(Stored items)
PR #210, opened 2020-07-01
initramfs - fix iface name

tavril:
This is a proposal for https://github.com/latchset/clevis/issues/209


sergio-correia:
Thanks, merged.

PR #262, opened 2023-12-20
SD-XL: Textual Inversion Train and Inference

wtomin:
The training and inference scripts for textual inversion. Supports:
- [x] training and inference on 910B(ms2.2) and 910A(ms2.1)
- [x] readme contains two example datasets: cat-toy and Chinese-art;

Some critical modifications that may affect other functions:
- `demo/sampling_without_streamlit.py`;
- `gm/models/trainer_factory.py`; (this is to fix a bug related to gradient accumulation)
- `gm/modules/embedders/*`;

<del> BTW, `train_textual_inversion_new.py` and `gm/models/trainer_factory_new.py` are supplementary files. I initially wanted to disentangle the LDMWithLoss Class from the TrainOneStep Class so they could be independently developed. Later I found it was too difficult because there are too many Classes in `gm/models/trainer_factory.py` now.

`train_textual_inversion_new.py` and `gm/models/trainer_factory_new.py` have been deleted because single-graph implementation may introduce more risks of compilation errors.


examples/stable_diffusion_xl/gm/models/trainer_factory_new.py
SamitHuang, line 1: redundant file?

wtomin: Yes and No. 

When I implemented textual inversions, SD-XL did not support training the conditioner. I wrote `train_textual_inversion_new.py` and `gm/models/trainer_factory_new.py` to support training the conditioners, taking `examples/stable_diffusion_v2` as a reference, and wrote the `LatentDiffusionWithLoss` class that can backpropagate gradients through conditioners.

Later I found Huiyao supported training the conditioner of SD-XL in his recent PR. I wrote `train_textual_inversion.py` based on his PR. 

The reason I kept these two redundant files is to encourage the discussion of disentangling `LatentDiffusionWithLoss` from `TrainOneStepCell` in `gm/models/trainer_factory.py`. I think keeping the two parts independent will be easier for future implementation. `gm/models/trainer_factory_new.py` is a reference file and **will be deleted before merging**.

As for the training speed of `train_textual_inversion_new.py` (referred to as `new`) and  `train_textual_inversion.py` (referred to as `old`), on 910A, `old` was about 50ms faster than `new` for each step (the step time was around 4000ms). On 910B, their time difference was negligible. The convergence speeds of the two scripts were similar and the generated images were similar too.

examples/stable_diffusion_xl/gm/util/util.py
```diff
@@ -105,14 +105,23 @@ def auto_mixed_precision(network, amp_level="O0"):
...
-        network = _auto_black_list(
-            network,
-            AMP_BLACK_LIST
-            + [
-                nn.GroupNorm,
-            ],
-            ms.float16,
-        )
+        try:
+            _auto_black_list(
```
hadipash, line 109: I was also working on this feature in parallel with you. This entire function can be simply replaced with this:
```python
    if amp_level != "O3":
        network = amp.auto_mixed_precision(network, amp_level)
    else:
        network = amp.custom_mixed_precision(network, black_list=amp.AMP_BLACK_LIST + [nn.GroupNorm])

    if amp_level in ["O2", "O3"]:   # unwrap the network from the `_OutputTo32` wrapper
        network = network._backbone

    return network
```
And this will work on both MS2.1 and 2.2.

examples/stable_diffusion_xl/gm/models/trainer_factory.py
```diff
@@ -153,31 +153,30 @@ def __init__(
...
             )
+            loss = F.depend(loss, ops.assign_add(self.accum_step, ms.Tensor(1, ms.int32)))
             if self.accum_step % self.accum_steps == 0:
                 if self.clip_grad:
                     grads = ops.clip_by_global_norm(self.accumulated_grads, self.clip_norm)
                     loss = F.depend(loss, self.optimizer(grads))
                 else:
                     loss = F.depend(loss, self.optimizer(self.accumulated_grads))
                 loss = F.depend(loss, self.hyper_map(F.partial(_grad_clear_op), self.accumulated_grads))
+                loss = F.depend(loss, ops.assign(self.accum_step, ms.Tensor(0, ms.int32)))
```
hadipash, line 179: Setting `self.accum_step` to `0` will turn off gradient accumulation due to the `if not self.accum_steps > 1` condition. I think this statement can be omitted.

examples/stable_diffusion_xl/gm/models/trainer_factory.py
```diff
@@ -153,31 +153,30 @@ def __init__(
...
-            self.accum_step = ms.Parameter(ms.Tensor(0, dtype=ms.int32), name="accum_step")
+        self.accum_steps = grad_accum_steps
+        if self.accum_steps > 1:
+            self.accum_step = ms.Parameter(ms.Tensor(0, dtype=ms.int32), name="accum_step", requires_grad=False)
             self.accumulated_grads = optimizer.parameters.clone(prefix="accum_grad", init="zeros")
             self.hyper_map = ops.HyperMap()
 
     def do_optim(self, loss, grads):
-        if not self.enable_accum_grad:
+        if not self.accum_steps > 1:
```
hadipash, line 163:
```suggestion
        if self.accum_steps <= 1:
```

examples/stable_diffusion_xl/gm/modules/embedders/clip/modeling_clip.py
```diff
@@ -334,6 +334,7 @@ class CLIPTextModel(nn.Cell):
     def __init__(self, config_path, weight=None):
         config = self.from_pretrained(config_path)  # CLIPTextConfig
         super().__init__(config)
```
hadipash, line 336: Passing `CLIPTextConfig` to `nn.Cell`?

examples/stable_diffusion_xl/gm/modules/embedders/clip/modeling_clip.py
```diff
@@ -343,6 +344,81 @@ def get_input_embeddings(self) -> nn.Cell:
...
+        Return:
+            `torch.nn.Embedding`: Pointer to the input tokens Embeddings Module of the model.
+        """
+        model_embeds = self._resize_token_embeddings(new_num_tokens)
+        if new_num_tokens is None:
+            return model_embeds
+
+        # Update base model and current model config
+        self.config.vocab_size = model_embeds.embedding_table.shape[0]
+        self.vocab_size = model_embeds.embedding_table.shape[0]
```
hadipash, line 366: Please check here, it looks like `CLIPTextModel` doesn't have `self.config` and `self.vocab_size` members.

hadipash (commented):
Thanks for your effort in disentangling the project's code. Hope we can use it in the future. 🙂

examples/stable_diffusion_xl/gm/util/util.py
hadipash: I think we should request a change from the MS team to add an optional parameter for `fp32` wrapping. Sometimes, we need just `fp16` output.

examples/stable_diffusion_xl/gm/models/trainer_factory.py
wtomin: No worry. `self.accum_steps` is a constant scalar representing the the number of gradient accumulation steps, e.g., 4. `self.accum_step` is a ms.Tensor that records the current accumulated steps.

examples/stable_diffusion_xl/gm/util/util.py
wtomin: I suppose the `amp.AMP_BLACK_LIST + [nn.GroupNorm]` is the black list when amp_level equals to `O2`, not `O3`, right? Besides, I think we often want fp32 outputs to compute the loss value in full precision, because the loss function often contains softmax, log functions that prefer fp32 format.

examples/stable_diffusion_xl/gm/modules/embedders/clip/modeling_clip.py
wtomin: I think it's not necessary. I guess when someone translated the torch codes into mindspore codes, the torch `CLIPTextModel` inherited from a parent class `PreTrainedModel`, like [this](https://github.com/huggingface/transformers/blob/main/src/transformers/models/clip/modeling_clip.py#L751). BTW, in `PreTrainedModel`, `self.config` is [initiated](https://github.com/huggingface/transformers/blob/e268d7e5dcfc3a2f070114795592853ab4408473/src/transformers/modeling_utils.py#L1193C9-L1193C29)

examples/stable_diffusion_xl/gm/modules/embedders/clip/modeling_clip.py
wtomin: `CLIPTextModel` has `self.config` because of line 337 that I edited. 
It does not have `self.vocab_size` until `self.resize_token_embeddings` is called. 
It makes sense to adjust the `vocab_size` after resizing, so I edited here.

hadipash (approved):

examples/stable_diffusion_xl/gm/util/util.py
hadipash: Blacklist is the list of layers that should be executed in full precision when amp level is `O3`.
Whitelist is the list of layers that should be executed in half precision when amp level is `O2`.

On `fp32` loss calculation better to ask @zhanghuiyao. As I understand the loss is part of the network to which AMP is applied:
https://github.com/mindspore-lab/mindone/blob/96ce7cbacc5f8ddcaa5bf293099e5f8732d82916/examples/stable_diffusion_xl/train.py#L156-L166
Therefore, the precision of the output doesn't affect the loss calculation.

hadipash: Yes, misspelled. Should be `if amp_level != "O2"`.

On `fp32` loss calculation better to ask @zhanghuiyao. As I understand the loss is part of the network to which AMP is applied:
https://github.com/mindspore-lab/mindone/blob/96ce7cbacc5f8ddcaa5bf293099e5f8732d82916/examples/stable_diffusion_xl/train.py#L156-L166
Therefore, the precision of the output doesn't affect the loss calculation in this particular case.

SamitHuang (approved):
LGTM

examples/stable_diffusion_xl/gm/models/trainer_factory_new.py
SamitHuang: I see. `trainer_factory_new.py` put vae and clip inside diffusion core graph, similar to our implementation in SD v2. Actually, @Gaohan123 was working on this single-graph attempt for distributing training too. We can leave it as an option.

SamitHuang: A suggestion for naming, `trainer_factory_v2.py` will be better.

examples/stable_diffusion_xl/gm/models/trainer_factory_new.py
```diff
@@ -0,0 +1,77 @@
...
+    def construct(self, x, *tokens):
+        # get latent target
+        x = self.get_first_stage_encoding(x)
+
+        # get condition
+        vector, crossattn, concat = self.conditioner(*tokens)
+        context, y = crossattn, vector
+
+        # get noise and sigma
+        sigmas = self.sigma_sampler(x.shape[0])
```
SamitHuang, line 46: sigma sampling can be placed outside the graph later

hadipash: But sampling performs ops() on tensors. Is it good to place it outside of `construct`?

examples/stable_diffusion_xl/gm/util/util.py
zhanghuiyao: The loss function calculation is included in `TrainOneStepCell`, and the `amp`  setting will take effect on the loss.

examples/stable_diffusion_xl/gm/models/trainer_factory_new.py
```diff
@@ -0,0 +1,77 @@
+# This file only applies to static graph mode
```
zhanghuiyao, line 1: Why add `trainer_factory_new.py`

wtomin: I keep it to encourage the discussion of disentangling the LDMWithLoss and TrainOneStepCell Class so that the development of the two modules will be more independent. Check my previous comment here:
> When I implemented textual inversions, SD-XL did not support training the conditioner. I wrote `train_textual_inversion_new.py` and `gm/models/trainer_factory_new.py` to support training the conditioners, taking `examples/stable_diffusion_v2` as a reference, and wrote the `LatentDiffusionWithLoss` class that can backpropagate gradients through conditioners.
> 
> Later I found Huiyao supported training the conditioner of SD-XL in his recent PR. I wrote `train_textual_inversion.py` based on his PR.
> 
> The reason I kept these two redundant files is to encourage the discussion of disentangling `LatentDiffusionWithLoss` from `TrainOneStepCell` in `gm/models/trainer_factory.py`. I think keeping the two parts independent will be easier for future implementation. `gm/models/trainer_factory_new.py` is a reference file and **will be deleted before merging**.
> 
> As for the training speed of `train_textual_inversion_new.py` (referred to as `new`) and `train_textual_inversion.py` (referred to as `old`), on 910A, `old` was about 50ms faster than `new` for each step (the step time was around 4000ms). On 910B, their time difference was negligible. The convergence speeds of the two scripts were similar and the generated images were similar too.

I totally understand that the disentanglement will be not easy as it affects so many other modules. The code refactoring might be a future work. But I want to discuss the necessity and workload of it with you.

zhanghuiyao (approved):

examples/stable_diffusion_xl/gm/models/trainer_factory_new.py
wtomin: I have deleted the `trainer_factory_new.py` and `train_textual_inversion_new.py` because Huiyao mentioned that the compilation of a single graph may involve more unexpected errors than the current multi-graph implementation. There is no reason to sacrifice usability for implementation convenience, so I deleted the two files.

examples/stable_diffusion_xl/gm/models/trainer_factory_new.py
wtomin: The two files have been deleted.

= TASK PROMPT =
Please copy every line of the records above in which "GroupNorm" appears.

= PROBLEM SOLUTION =
-                nn.GroupNorm,
        network = amp.custom_mixed_precision(network, black_list=amp.AMP_BLACK_LIST + [nn.GroupNorm])
wtomin: I suppose the `amp.AMP_BLACK_LIST + [nn.GroupNorm]` is the black list when amp_level equals to `O2`, not `O3`, right? Besides, I think we often want fp32 outputs to compute the loss value in full precision, because the loss function often contains softmax, log functions that prefer fp32 format.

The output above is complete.